(Saved entries)
>>>>

PR #2426, opened 2026-03-25
fix(auto): add timeout guard for postUnitPostVerification in runFinalize

### LINKED ISSUE #2344: Auto-loop hangs after plan-slice completes — iteration-end never emitted, terminal unresponsive
## Problem

After auto-mode completes a `plan-slice` unit, the auto-loop hangs indefinitely. The terminal becomes completely unresponsive (no typing, no input), requiring Ctrl+C to recover. The status bar still shows `(auto)` — auto-mode never stopped or paused, it just froze.

## Forensic Evidence

**Journal trace** shows the smoking gun — `iteration-end` was never emitted for the plan-slice iteration:

```
flow f1b2cff4:
  seq 1: iteration-start (iteration: 1)
  seq 2: dispatch-match (rule: "planning -> plan-slice", unitId: M002-9vzst4/S01)
  seq 3: unit-start (plan-slice, M002-9vzst4/S01)
  seq 4: unit-end (plan-slice, M002-9vzst4/S01, status: completed, artifactVerified: true)
  <- NO iteration-end event
  <- NO iteration 2 events
```

The `iteration-end` event is emitted at the end of the try block in `autoLoop()` (`auto/loop.ts`), AFTER `runFinalize()` returns. Its absence proves the hang is inside `runFinalize()` — specifically in the `postUnitPreVerification` -> `runPostUnitVerification` -> `postUnitPostVerification` pipeline.

**Lock heartbeat message** confirms the event loop was blocked for ~130 seconds:
```
[gsd] Lock heartbeat caught up after 130s — long LLM call, no action needed.
```

This `onCompromised` callback from `proper-lockfile` fires when the lock file mtime hasn't been updated (10s interval), proving the Node.js event loop was synchronously blocked.

**Activity log** shows the LLM completed normally with `stopReason: "stop"` and 16 tool calls. The unit was recorded in `completed-units.json`. Doctor ran and reported fixes ("cleared stale auto.lock; +3 more"). Everything up to mid-finalize worked.

**Doctor issues at time of hang:** 3 missing slice directories (S02, S03, S04) — reported as errors, fixable. These are expected since only S01 was planned.

## Root Cause Hypothesis

The hang occurs in `runFinalize()` (`auto/phases.ts` ~line 830-900) somewhere in the chain:

1. `postUnitPreVerification()` — completed (doctor message appeared)
2. `runPostUnitVerification()` — should return "continue" immediately for plan-slice (not execute-task)
3. `postUnitPostVerification()` — **likely hang point**

Inside `postUnitPostVerification()` (`auto-post-unit.ts`), the most likely hang candidates are:

- **Dynamic `await import("./md-importer.js")`** for DB dual-write — if the module import deadlocks or the SQLite transaction hangs
- **`checkPostUnitHooks()`** — if post-unit hook evaluation enters an infinite loop or deadlock
- **`hasPendingCaptures()` / triage path** — if the triage resolution blocks
- **An unhandled rejected promise** that silently swallows the error without resolving, leaving the async function suspended

The blanket `catch` in `autoLoop` would handle synchronous throws but NOT a promise that simply never resolves. An `await` on a promise that neither resolves nor rejects would hang the loop indefinitely with no error message, no notification, and no recovery — exactly matching the observed behavior.

**Contributing factor:** The repo has ~70GB of Docker volumes, Neo4j data, and PostgreSQL backups inside the working tree (28GB `neo4jDockerVolumes/` is NOT fully gitignored). While `git add -A` via `execFileSync` in `nativeAddAllWithExclusions()` (`native-git-bridge.ts` ~line 541) could block the event loop during auto-commit, the git index cache makes subsequent operations fast. However, on first access or after cache invalidation (`_resetHasChangesCache` is called right before auto-commit), this could contribute to long synchronous blocks.

## Expected Behavior

After plan-slice completes, the auto-loop should:
1. Complete `runFinalize()` within seconds
2. Emit `iteration-end` journal event
3. Start iteration 2 with `iteration-start`
4. Derive state -> phase "executing" -> dispatch `execute-task` for T01

If any step in `runFinalize` fails, the blanket catch should fire, emit an error notification, and either retry or stop — never silently hang.

## Suggested Fix

1. **Add a timeout guard around `postUnitPostVerification()`** in `runFinalize()` (`auto/phases.ts`). If it doesn't resolve within 30-60 seconds, force-return "continue" and log an error:

```typescript
// auto/phases.ts, inside runFinalize()
const postResultPromise = deps.postUnitPostVerification(postUnitCtx);
const postResult = await Promise.race([
    postResultPromise,
    new Promise<string>((resolve) =>
        setTimeout(() => {
            debugLog("runFinalize", { phase: "postVerification-timeout", iteration: ic.iteration });
            ctx.ui.notify("postUnitPostVerification timed out after 60s - continuing", "warning");
            resolve("continue");
        }, 60_000)
    ),
]);
```

2. **Audit all `await` calls inside `postUnitPostVerification()`** for promises that could hang without rejecting. Particularly the dynamic `await import()` calls and any `checkPostUnitHooks()` logic that might enter a deadlock.

3. **Add `iteration-end` emission to the catch block** so the journal always records iteration completion, even on error. Currently the catch block increments `consecutiveErrors` but doesn't emit a journal event, making failure diagnosis harder.

## Environment

- GSD version: 2.43.0
- Model: claude-opus-4-6 (thinking off)
- Unit: plan-slice / M002-9vzst4/S01
- Previous unit in same session: research-slice / M002-9vzst4/S01 (completed successfully)
- Repo characteristics: ~70GB working tree with large Docker volume directories

## Reproduction Context

- Auto-mode, 2nd iteration of session (research-slice -> plan-slice)
- Plan-slice completed with 16 tool calls, $0.60 cost, 2m7s duration
- Artifact S01-PLAN.md written and verified
- Doctor ran and applied 4 fixes (stale auto.lock + 3 missing slice dirs)
- Then frozen — no output, no input accepted, Ctrl+C required

## Related

- #1799 / PR #1818 — Similar symptom (terminal unresponsive) but different root cause (stopAuto not resolving unitPromise). That fix is present in v2.43.0 and not relevant here since auto-mode never reached stopAuto.

---

trek-e:
## Summary

- Add `withTimeout()` utility that races a promise against a timeout with a discriminated result type (no exception on timeout)
- Wrap `postUnitPostVerification()` in `runFinalize()` with a 60-second timeout guard so a hanging promise cannot freeze the auto-loop
- Emit `iteration-end` journal event in the `autoLoop()` catch block so every iteration is recorded, even on error

## Problem

After a `plan-slice` unit completes successfully, the auto-loop can hang indefinitely if `postUnitPostVerification()` never resolves. The terminal becomes completely unresponsive — no typing, no input — requiring Ctrl+C to recover. The root cause is an `await` on a promise that neither resolves nor rejects (e.g., due to a dynamic `import()` deadlock or SQLite transaction hang). The blanket `catch` in `autoLoop` handles throws but not a promise that simply never settles.

Forensic evidence from the issue showed `iteration-end` was never emitted, confirming the hang occurred inside `runFinalize()` after `postUnitPreVerification()` completed but before `runFinalize()` returned.

## Approach

Rather than auditing every possible hang point in `postUnitPostVerification()` (which has dynamic imports, DB writes, hook checks, triage, and capture resolution), a timeout guard provides a general safety net. If the function doesn't resolve within 60 seconds, the guard force-returns `"next"` with a warning notification, allowing the loop to proceed. The underlying hung promise becomes a detached fire-and-forget — it may eventually resolve or GC will collect it.

The `iteration-end` journal emission in the catch block is a separate observability improvement: previously, errors in the try block left the journal without an `iteration-end` event, making failure diagnosis harder.

## Test plan

- [x] New test `finalize-timeout-guard.test.ts` verifies the `withTimeout()` utility
  - Normal resolution passes through
  - Hanging promise triggers timeout with correct result shape
  - Rejection propagates (not swallowed)
  - Timer is cleaned up on success (no process leak)
  - Timeout constant is within expected range (30-120s)

Fixes #2344

### DIFF
--- a/src/resources/extensions/gsd/auto/finalize-timeout.ts
+++ b/src/resources/extensions/gsd/auto/finalize-timeout.ts
@@ -1,0 +1,46 @@
+/**
+ * auto/finalize-timeout.ts — Timeout guard for post-unit finalization.
+ *
+ * Prevents the auto-loop from hanging indefinitely when
+ * postUnitPostVerification() never resolves (#2344).
+ *
+ * Leaf module — no imports from auto/ to avoid circular dependencies.
+ */
+
+/** Timeout for postUnitPostVerification in runFinalize (ms). */
+export const FINALIZE_POST_TIMEOUT_MS = 60_000;
+
+/**
+ * Race a promise against a timeout. Returns an object indicating whether
+ * the timeout fired and the resolved value (if any).
+ *
+ * Unlike Promise.race with a rejection, this returns a discriminated
+ * result so callers can handle timeouts as a recoverable condition
+ * rather than an exception.
+ *
+ * The timeout timer is always cleaned up, whether the promise resolves
+ * or the timeout fires.
+ */
+export async function withTimeout<T>(
+  promise: Promise<T>,
+  timeoutMs: number,
+  label: string,
+): Promise<{ value: T; timedOut: false } | { value: undefined; timedOut: true }> {
+  let timeoutHandle: ReturnType<typeof setTimeout> | undefined;
+
+  const timeoutPromise = new Promise<{ value: undefined; timedOut: true }>((resolve) => {
+    timeoutHandle = setTimeout(() => {
+      resolve({ value: undefined, timedOut: true });
+    }, timeoutMs);
+  });
+
+  try {
+    const result = await Promise.race([
+      promise.then((value) => ({ value, timedOut: false as const })),
+      timeoutPromise,
+    ]);
+    return result;
+  } finally {
+    if (timeoutHandle) clearTimeout(timeoutHandle);
+  }
+}
--- a/src/resources/extensions/gsd/auto/loop.ts
+++ b/src/resources/extensions/gsd/auto/loop.ts
@@ -256,6 +256,11 @@ export async function autoLoop(
       // ── Blanket catch: absorb unexpected exceptions, apply graduated recovery ──
       const msg = loopErr instanceof Error ? loopErr.message : String(loopErr);
 
+      // Always emit iteration-end on error so the journal records iteration
+      // completion even on failure (#2344). Without this, errors in
+      // runFinalize leave the journal incomplete, making diagnosis harder.
+      deps.emitJournalEvent({ ts: new Date().toISOString(), flowId, seq: nextSeq(), eventType: "iteration-end", data: { iteration, error: msg } });
+
       // ── Infrastructure errors: immediate stop, no retry ──
       // These are unrecoverable (disk full, OOM, etc.). Retrying just burns
       // LLM budget on guaranteed failures.
--- a/src/resources/extensions/gsd/auto/phases.ts
+++ b/src/resources/extensions/gsd/auto/phases.ts
@@ -27,6 +27,7 @@ import { debugLog } from "../debug-logger.js";
 import { gsdRoot } from "../paths.js";
 import { atomicWriteSync } from "../atomic-write.js";
 import { PROJECT_FILES } from "../detection.js";
+import { withTimeout, FINALIZE_POST_TIMEOUT_MS } from "./finalize-timeout.js";
 import { join } from "node:path";
 
 // ─── generateMilestoneReport ──────────────────────────────────────────────────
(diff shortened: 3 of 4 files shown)


trek-e:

<<<<

* Work instructions: Return only what runs from the line containing "on guaranteed failures." to the last line of the records above, both ends included, exactly as written.

* Exercise response:
       // LLM budget on guaranteed failures.
--- a/src/resources/extensions/gsd/auto/phases.ts
+++ b/src/resources/extensions/gsd/auto/phases.ts
@@ -27,6 +27,7 @@ import { debugLog } from "../debug-logger.js";
 import { gsdRoot } from "../paths.js";
 import { atomicWriteSync } from "../atomic-write.js";
 import { PROJECT_FILES } from "../detection.js";
+import { withTimeout, FINALIZE_POST_TIMEOUT_MS } from "./finalize-timeout.js";
 import { join } from "node:path";
 
 // ─── generateMilestoneReport ──────────────────────────────────────────────────
(diff shortened: 3 of 4 files shown)


trek-e:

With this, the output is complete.